PR #763, opened 2021-11-02
memcpy with 4 bytes support

briskspirit:
Tested on my refactoring branch, works and adds ~5% to through output so I would like to merge it asap if nobody minds.

### DIFF
--- a/board/libc.h
+++ b/board/libc.h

•••••

Restate the material word for word so that no line differs from the original.

## Solution to the exercise
PR #763, opened 2021-11-02
memcpy with 4 bytes support

briskspirit:
Tested on my refactoring branch, works and adds ~5% to through output so I would like to merge it asap if nobody minds.

### DIFF
--- a/board/libc.h
+++ b/board/libc.h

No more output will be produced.